Given material:
PR #2130, opened 2026-09-12
[backend](revert) restore AutoBlockify compiler and launcher gates

zhanwei33:
Restore the original AutoBlockify compiler-option conditions and launcher block-count cap. In the supplied cumsum regression, the good and bad kernels have byte-identical TTIR, TTAdapter, BCMLIR, and npubin, but the bad launcher omits the original `min(blockNum, 56)` cap. RowCoalescing makes centralized `auto_blockify_enabled=False`, so restoring the compiler flags alone does not restore the launch behavior.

What you are asked to do: Retype the whole listing above exactly.

Result of the task:
PR #2130, opened 2026-09-12
[backend](revert) restore AutoBlockify compiler and launcher gates

zhanwei33:
Restore the original AutoBlockify compiler-option conditions and launcher block-count cap. In the supplied cumsum regression, the good and bad kernels have byte-identical TTIR, TTAdapter, BCMLIR, and npubin, but the bad launcher omits the original `min(blockNum, 56)` cap. RowCoalescing makes centralized `auto_blockify_enabled=False`, so restoring the compiler flags alone does not restore the launch behavior.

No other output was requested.